La respiración de Taborda se empezaba a acelerar, así que se estiró para tomar una vela, pero esta era intangible. En su sobresalto se levantó de su asiento y pudo ver, sentados en la mesa acompañándolo, a los pacientes quienes no pudo salvarles la vida: Ivanna, la mujer a quien le dispararon en el corazón; Rogelio, el chico que fue atropellado por un tranvía; Paolo, el señor que fue atravesado por un cuchillo en su tórax; y la señora Julieta, la anciana que sufrió un paro cardiaco debido a una negligencia médica por parte de él. Todos esos cadáveres lo voltearon a ver con sus caras blancas y sin ojos. Taborda volteó hacía su plato y se percató de que un pequeño pájaro negro se lo estaba comiendo.

Una taquicardia invadió su pecho, un temblor corporal provocó que se cayera al piso y la náusea no se hizo de esperar cuando se fijó en el comedor y se percató de que una sustancia negra lo cubría, engulléndolo.
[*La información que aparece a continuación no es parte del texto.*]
PR #173, opened 2022-03-04
Improvements to allow throwing initialisers to be mapped.

randomeizer:
So, I've been building out an XML Parser, and I'm at the point where I want to start validating input. The simplest way to achieve that is to have throwing initialisers, and currently the library doesn't really allow that via the normal `.map(...)` or `Parse(Foo.ini)` methods currently.

This PR has an implementation of `tryMap`, as well as making the `.struct`/`Conversions.Struct` methods `throws`-friendly.

However, although I know we discussed it previously, I'm going to advocate against `tryMap` as a separate implementation and for making `Parser.map(_:)` take a `throws` closure. Here are my reasons:

1. While it's "clean" to be able to use `.map(_:)` to create a non-throwing `Parser`, in practice any slightly complicated composite parser will throw regardless. It doesn't have the same value as a non-throwing `.map()` in, say, Combine.
2. The fix for making structs 'throwing' was to modify the `.struct`/`Conversions.Struct` conversion section. I looked at Creating a `.tryStruct` and `TryStruct` to handle the throwing version, noticed that the 'Struct.unapply()` throws anyway. Also, no working code that actually executes `Struct.apply(...)` does so directly, so it has to `try` anyway.

To sum up, while I have a `.tryMap` implemented here, I would rather that the standard `.map` can take a throwing closure. If you think it still has value in some cases, I guess an `.alwaysMap()` could be added?

Do you have any examples of where mapping to a non-throwing Parser is valuable? I haven't been able to find one.


randomeizer:
Just to add to this, I wasn't planning on pushing the throwing `.map()` version, but when I did, it literally only required one line of code to be changed outside the `Map.swift` implementation:

```swift
XCTAssertNoDifference(43, try Always(42).map { $0 + 1 }.parse(&input))
```

Just had to add the `try` here.

stephencelis:
It's definitely a bummer that there's no way for operators like `Parser.map` to be rethrowing, and I hope whenever rethrowing protocols are formally pitched, this shortcoming is addressed.

> [...] any slightly complicated composite parser will throw regardless. It doesn't have the same value as a non-throwing `.map()` in, say, Combine.
>
> Do you have any examples of where mapping to a non-throwing Parser is valuable?

Some of the more complicated language parsers out there, like programming language parsers, should never throw, and this is done via a liberal use of error recovery (for example, via `replaceError(with:)`).

A few links about error resilience/recovery and parsing:

  * [Syntax error recovery in parsing expression grammars](https://dl.acm.org/doi/10.1145/3167132.3167261): a paper referenced in [this nom blog post](https://eyalkalderon.com/blog/nom-error-recovery/) about error recovery.
  * [Constructing Human Grade Parsers](https://duriansoftware.com/joe/constructing-human-grade-parsers): a post by Joe Groff about how parsers should always return a partial successful result, even on failures
  * [chumsky](https://github.com/zesterer/chumsky): a Rust parsing library built with error resilience as a primary goal

In adopting `rethrows`, swift-parsing is in a great position to make it easy to know when your parser is resilient or not. For this reason, we'd love it if operations that are non-failing, like `map`, don't suddenly promote non-throwing parsers into throwing ones. If anything, we might explore how to make existing throwing parsers into non-throwing ones, but we'd like to avoid doing the opposite.

Really we do think parsers and publishers are quite similar, and so we think that `tryMap` vs. `map` has the same value here as it has in Combine.

In addition, `try`/`throws` does incur a performance cost, so providing non-throwing versions of common operations can make a difference here. (Though, to be honest, Swift's performance characteristics do not appear to always be easy to predict.)

> To sum up, while I have a `.tryMap` implemented here, I would rather that the standard `.map` can take a throwing closure. If you think it still has value in some cases, I guess an `.alwaysMap()` could be added?

I think we'd like to lean on `map`'s properties here, and the prior art of Combine's `map` vs. `tryMap` distinction.

We'll take a look at the body of this PR soon, though! We definitely think the operation is a useful addition!

Sources/Parsing/ParserPrinters/Map.swift
```diff
@@ -15,7 +15,7 @@ extension Parser {
   @_disfavoredOverload
   @inlinable
   public func map<NewOutput>(
-    _ transform: @escaping (Output) -> NewOutput
+    _ transform: @escaping (Output) throws -> NewOutput
```
stephencelis, line 18: I think we want to revert the changes in this file.

Sources/Parsing/ParserPrinters/TryMap.swift
```diff
@@ -0,0 +1,90 @@
...
+  ///
+  /// Mapping a parser with a transform function results in a parser that cannot print. If you need
+  /// to transform the output of a parser and retain printability, use the ``Conversion``-based
+  /// ``map(_:)-2sblf`` operator instead.
+  ///
+  /// - Parameter transform: A closure that transforms values of this parser's output.
+  /// - Returns: A parser of transformed outputs.
+  ///
+  ///
+  @_disfavoredOverload
```
stephencelis, line 19:
```suggestion
```

This is only necessary on operations that are also present on `Sequence`, since `String` is both a parser and a sequence.

randomeizer:
I'll hopefully have a chance to read some of your links soon.

Question: What are your thoughts on making `.struct()`/`Struct` throwing, as in my changes here?

stephencelis:
> Question: What are your thoughts on making `.struct()`/`Struct` throwing, as in my changes here?

I think that change is fine! Unfortunately, `@rethrows` is not smart enough to know when it needs to `throw` (`unapply`) vs. when it doesn't (`apply`), so `.struct` already incurs the throwing cost.

iampatbrown:
> we'd love it if operations that are non-failing, like map, don't suddenly promote non-throwing parsers into throwing ones.

@stephencelis can this be resolved by overloading `.map` instead of introducing `.tryMap`? In the same way `.map` may result in `Parsers.MapConstant<Self, NewOutput>` or `Parsers.MapConversion<Self, C>` there could also be:

```swift
@_disfavoredOverload
@inlinable
public func map<NewOutput>(
  _ transform: @escaping (Output) throws -> NewOutput
) -> Parsers.TryMap<Self, NewOutput> {
  .init(upstream: self, transform: transform)
}
```

> we think that tryMap vs. map has the same value here as it has in Combine. 

I don't mind tryMap. I thought it mainly existed for explicitly and to avoid adding additional overloads to map. Are there additional benefits I'm overlooking? 

> Swift's performance characteristics do not appear to always be easy to predict.

I haven't been able to reliably benchmark Map vs TryMap. I've tried a few different implementations that have been inconclusive.

Sources/Parsing/ParserPrinters/TryMap.swift
randomeizer: Ah ok. I'm not familiar with the annotation, so just left it in place after copy-pasting from `Map`.

randomeizer:
Ok, thanks for the links, super helpful. Spent a fair bit of time reading through them (other than the research paper, which seems to be under lock and key - looks interesting though). They have convinced me that `map` should definitely throw.

Having parsers that never fail is great. In fact, before the throwing version of the parser library came out, I was going down the path of capturing error results within the output tree, rather than returning `nil`, so that error messages wouldn't be lost. After reading the links above, I'll probably resume that approach.

However, `map` should not be the tool to achieve that. Performing a `map` is essentially a hand-rolled parser. It takes input values, does some transformations, and returns a new result. It should be allowed to fail, otherwise it will be forced to do error handling in a hand-rolled manner also.

For example, let's look at the one line of code I had to adjust when adding `throws` to the map, in its original form:

```swift
XCTAssertNoDifference(43, Always(42).map { $0 + 1 }.parse(&input))
```

This works because we know we're starting with `42` and we can add `1` to it without an error. However, if I changed it to this:

```swift
XCTAssertNoDifference(Int.max, Always(Int.max).map { $0 + 1 }.parse(&input))
```

...it crashes due to an overflow. There is a bug in the `map`. It actually needs to do some error checking. Ok, let's make it work:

Sus ojos delirantes vieron cómo desde el techo un grupo de miles de pequeñas aves negras atravesaban el hormigón y se desplazaban como un enjambre por todo el comedor. Taborda, bajo todo aquel alboroto, expulsaba un caldo rosado y flemoso. La parvada se reunía y se replegaba mientras los signos vitales del hombre se iban apagando. Unos obscenos ojos blancos se formaron desde el interior de aquella masa de pequeños pájaros.

Mientras el señor Taborda agonizaba y las visiones de su trato con empleadas y pacientes le paraban su palpitar, Doris lo veía atontada, absorta en los últimos momentos de su patrón. Cuando Ernst dejó de expectorar y su pecho de latir, ella se acercó a él y desde la boca del cadáver emergieron dos esferas bañadas en negro.

—El trato ya se realizó, Doris. La salvación es de tu hija… pero para ti no lo veo muy claro.

La mujer cayó desmayada. Sus ojos se encontraron con la mano de su hija y con unas pálidas luces.

—Mamá… —dijo Miranda, lágrimas cayendo—. Ha sido un milagro, un milagro…

Doris, cegada, le respondió: “Mijita, mi amor…”, tomó su cabeza con la mano, “Gracias a Dios que estas aquí”.

La calma de aquel momento se esfumó cuando Doris volteó y vio un cuerpo con una tarjeta amarilla a su lado. La mujer empezó a respirar agresivamente y se volvió hacia su hija, que para ese instante ya no tenía la cara de Miranda.

—Ha sido un envenenamiento, un envenenamiento… parece que ya recupero la conciencia.

—¿Qué?

—Que diga gracias a Dios que se desmayó tras su crimen, porque si no, sería prófuga de la justicia.

Doris fue levantada por dos policías y pudo ver cómo el comedor y la cocina de Taborda estaban repletos de lámparas blancas y tarjetas con numeritos. Doris intentó alegar, quiso defenderse de las acusaciones, pero la oficial solo le contestaba cosas como “Si fue cianuro o arsénico, es usted muy inteligente. Tiene derecho a guardar silencio, mugre resentida”.

En la patrulla Doris pensó en las últimas palabras que escuchó antes de perder la consciencia y, mientras pensaba en los ojos de Miranda, pudo ver cómo desde los árboles de atrás de la casa de Ernst Taborda, una parvada de pequeños pájaros negros volaba como un enjambre hacía el inicio de la cerrada Parvada.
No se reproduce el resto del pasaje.